アブラナ科のナズナと呼ばれるものがある。
アブラナ科といえば、主要園芸作物が多くあるため、日常生活でも身近に感じるものであろう。
大根や小松菜がアブラナ科である。

彼の親戚にシロイヌナズナという遺伝学のモデル植物(研究に最もよく利用される植物)もいる。
http://www.rib.okayama-u.ac.jp/saka/Arabidopsis%20genetics.html

彼は春の七草にも入っている。
http://kiransou.hp.infoseek.co.jp/harunonanakusa.htm

アブラナ科とは、人間の生活や文化に密接に関わっているといっても過言ではないのである。

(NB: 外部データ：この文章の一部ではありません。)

PR #4991, opened 2022-09-06
Decouple StateBuilder from TaskGenerator

vytautas-karpavicius:
**What changed?**
Decoupled `StateBuilder` from `TaskGenerator` by moving task generation to `Replicate<...>` functions on mutable state. Task generation is needed on both active and passive side, so there is no need to call them separately. There were only a few places where active/passive side differs slightly. For them we can simply pass additional flag modifying that behavior. In particular, more attention is needed for:
- `ReplicateWorkflowExecutionStartedEvent` will `GenerateDelayedDecisionTasks` only for passive side. Active side does that separately during `AddFirstDecisionTaskScheduled`.  
-  After rebuilding `GenerateActivityTimerTasks`/`GenerateUserTimerTasks` was called. This can be skipped here, and instead call when closing a transaction. Previously it was not done due to `transactionPolicy == TransactionPolicyPassive`, now this is removed. And they will be generated for both active/passive cases.

**Why?**
- Reduced tech debt as indicates by `// TODO merge active & passive task generation`.
- This also decouples StateBuilder which makes it possible to further refactor and simplify.
- Task generation is more centralized.

**How did you test it?**
Existing tests

**Potential risks**

**Release notes**

**Documentation Changes**


service/history/execution/mutable_state_builder.go
```diff
@@ -2174,12 +2166,6 @@ func (e *mutableStateBuilder) AddActivityTaskScheduledEvent(
 		activityStartedScope.IncCounter(metrics.CadenceRequests)
 		return event, ai, nil, true, true, nil
 	}
-	// TODO merge active & passive task generation
```
Shaddoll, line 2177: This will change the behavior of activity local dispatch.

Before, we try dispatch activity task and if it succeeds, we skip the transfer task creation.
After, we always create the transfer task.

service/history/execution/mutable_state_builder.go
```diff
@@ -4690,8 +4628,7 @@ func (e *mutableStateBuilder) closeTransactionHandleActivityUserTimerTasks(
 	transactionPolicy TransactionPolicy,
```
Shaddoll, line 4628: It seems that we can remove this parameter

vytautas-karpavicius: Thanks, updated.

service/history/execution/mutable_state_builder.go
vytautas-karpavicius: Yes, updated. Good catch.

Shaddoll (approved):

PR #4993, opened 2022-09-08
Convert client peer resolving errors to service transient errors

Shaddoll:
**What changed?**
Convert client peer resolving errors to service transient errors

**Why?**
When processing signal and cancellation transfer tasks, we check if some errors are transient errors to determine whether we should retry or record a failure event in workflow history.
Peer resolving errors should be treated as transient errors and during deployment and restart we can see these errors.

**How did you test it?**
existing test

**Potential risks**
If we have a bad config file or network issue which causes peer resolving to always fail, those transfer tasks will be stuck. 
But I think that's the behavior we want.

**Release notes**

**Documentation Changes**

### DIFF
--- a/common/util.go
+++ b/common/util.go
@@ -263,6 +263,14 @@ func CheckDecisionResultLimit(
 	return nil
 }
 
+// ToServiceTransientError converts an error to ServiceTransientError
+func ToServiceTransientError(err error) error {
+	if err == nil || IsServiceTransientError(err) {
+		return err
+	}
+	return yarpcerrors.Newf(yarpcerrors.CodeUnavailable, err.Error())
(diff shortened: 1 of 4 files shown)


common/util.go
```diff
@@ -263,6 +263,14 @@ func CheckDecisionResultLimit(
 	return nil
 }
 
+// ToServiceTransientError converts an error to ServiceTransientError
+func ToServiceTransientError(err error) error {
```
davidporter-id-au, line 267: Do you mind adding a unit test roundtripping this through `IsServiceTransientError`?

davidporter-id-au (approved):

PR #4994, opened 2022-09-08
Emitting version metrics also adding a githook that runs a script the automatically updates the version unless the user manually skips

allenchen2244:
Adding version into the build_info metric gauge. 

Played around with metrics on grafana should be able to add a graph in pretty easily once this is done.

Also added a script that updates a version number with a timestamp if there's no manual update the major or patch version.

Added a githook that ensures the user is aware that they're updating the version or skipping it entirely if it's something really small


common/metrics/runtime.go
```diff
@@ -52,6 +52,8 @@ var (
 
 	// goVersion is the current runtime version.
 	goVersion = runtime.Version()
+	// cadenceVersion is the current version of cadence
+	cadenceVersion = "0.25.x"
```
davidporter-id-au, line 56: Can we add a makefile step or some other test step to ensure this doesn't get out of sync with the tagged release? @Groxx  does this seem insane?

allenchen2244: I think Stephen/Ender was saying that the tag version being the last and all the way to do it is to make sure we update the release steps to update this version with every branch since the version itself isn't accessible.

davidporter-id-au: I mean something like `make test` also doing a grep for this value and ensuring it's not out of sync with the tag

davidporter-id-au:
Please update the readme to include: 

1. The proposal you're putting here - tl;dr that we're adding a timestamp-based patch-version which is exposed at runtime which is hooked in to commits and bumped automatically (perhaps surprising) 
2. A callout that this requires `git config core.hooksPath .githooks` to manually be run

davidporter-id-au (approved):

common/metrics/runtime.go
Groxx: late to the game, but:
unfortunately I don't think there's a way to automate this, short of automating releases entirely... which brings other major complications too.  though we might do that eventually.

for environments that use go modules (i.e. not our internal monorepo, at least currently), we could pull this information from the module's build-time metadata, which is probably the best option.  that's always up to date.

for non-module environments... dunno.

PR #4996, opened 2022-09-14
Drop stuck workflow timeout timer task

Shaddoll:
**What changed?**
- Drop workflow timeout timer task if the error is conditional error or workflow start event missing error
- Drop stuck tasks only after a few retries
- Update related metrics

**Why?**
Lots of resurrected workflow history.

**How did you test it?**
This feature is controlled by a feature-flag and we can enable it domain by domain. Some of the logic is already tested in production. The new logic can be tested in a staging environment.

**Potential risks**

**Release notes**

**Documentation Changes**


service/history/task/task.go
```diff
@@ -277,13 +277,20 @@ func (t *taskImpl) HandleErr(
...
-		return nil
+	if err == execution.ErrMissingWorkflowStartEvent {
+		if t.shouldDropTaskOnError() {
+			t.scope.IncCounter(metrics.TaskMissingEventCounterPerDomain)
+			t.logger.Error("Drop task due to corrupted workflow history", tag.Error(err), tag.TaskType(t.GetTaskType()), tag.LifeCycleProcessingFailed)
+			return nil
+		}
+	}
+
+	if execution.IsConflictError(err) {
```
emrahs, line 288: I don't think it's safe to drop a task based on a conflict error, which can happen for non-corruption reasons.

service/history/task/task.go
```diff
@@ -447,6 +454,21 @@ func (t *taskImpl) shouldResubmitOnNack() bool {
 		(t.queueType == QueueTypeActiveTransfer || t.queueType == QueueTypeActiveTimer)
 }
 
+func (t *taskImpl) shouldDropTaskOnError() bool {
+	if t.shard.GetConfig().EnableDropStuckTaskByDomainID(t.Info.GetDomainID()) && // use domainID here to avoid accessing domainCache
+		t.GetAttempt() > t.criticalRetryCount()/2 {
```
emrahs, line 459: I like that you are adding the attempt count here to ensure we don't drop transfer tasks on the first occurrence of an ErrMissingWorkflowStartEvent, since it can happen due to some transient DB issue. But, why divide the critical retry count by 2 instead of using it as is?

service/history/task/task.go
```diff
@@ -447,6 +454,21 @@ func (t *taskImpl) shouldResubmitOnNack() bool {
...
+		if transferTask, ok := t.Info.(*persistence.TransferTaskInfo); ok &&
+			transferTask.TaskType == persistence.TransferTaskTypeCloseExecution {
+			return true
+		}
+		if timerTask, ok := t.Info.(*persistence.TimerTaskInfo); ok &&
+			timerTask.TaskType == persistence.TaskTypeWorkflowTimeout {
```
emrahs, line 465: Can you elaborate more on why you think this task needs/can be dropped?

Note that workflow close/timeout isn't a low-priority event. If we fail to close a workflow, users won't be able to reuse the workflow ID and have other issues. Therefore, we should treat workflow close/timeout events as high priority as start workflow requests.

service/history/task/task.go
```diff
@@ -447,6 +454,21 @@ func (t *taskImpl) shouldResubmitOnNack() bool {
 		(t.queueType == QueueTypeActiveTransfer || t.queueType == QueueTypeActiveTimer)
 }
 
+func (t *taskImpl) shouldDropTaskOnError() bool {
```
emrahs, line 457: This helper is a little bit dangerous without the err being validated inside. I'd pass the error as an arg and check it, so the function can't be misused in the future.

service/history/task/task.go
Shaddoll: It doesn't have to be half of that value. It just needs to be smaller than that value to make sure we don't generate logs for the stuck tasks.

service/history/task/task.go
Shaddoll: Most of the stuck tasks are close/timeout tasks. 

> If we fail to close a workflow, users won't be able to reuse the workflow ID and have other issues.

We check the error to make sure the workflow is a resurrected workflow.

service/history/task/task.go
Shaddoll: even if we have retried multiple times?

「語源は春秋冬にありて夏に枯れてないゆえにナツナと言う由」(春野七草考)

彼は寒い冬の間、地にへばりつくよう(この形態をロゼット型という)に春を待ち
春の訪れとともに、地から天に向かって柱(これをシュートと呼ぶ)をはやす。

ほら!
頑張っている彼らを感じると
“ぺんぺん”と三味線の音がうっすらと聞こえてくるでしょう?
そうやって彼らは私たちに春を教えてくれるのです。

彼らは春の訪れを教えてくれる優しいやつらなのさ。

いやぁ~、本当にアブラナ科とはすごいものですねぇ。
これからも人類の文化と共にあれ!


………?
あれ、おかしいぞ。
ナズナなら鞘がハート型をしているはず…。
でも、ロゼット葉やシュートのところに生える葉(カウリーフ)は同じだぞ!
よく見たら、シュートの長さもぜんぜん違うし…。

一体彼らは誰?


他に日本のアブラナ科の雑草として
イヌガラシ
http://had0.big.ous.ac.jp/plantsdic/angiospermae/dicotyledoneae/choripetalae/cruciferae/inugarasi/inugarasi.htm
スカシタゴボウ
http://had0.big.ous.ac.jp/plantsdic/angiospermae/dicotyledoneae/choripetalae/cruciferae/sukasitagobou/sukasitagobou.htm
がある。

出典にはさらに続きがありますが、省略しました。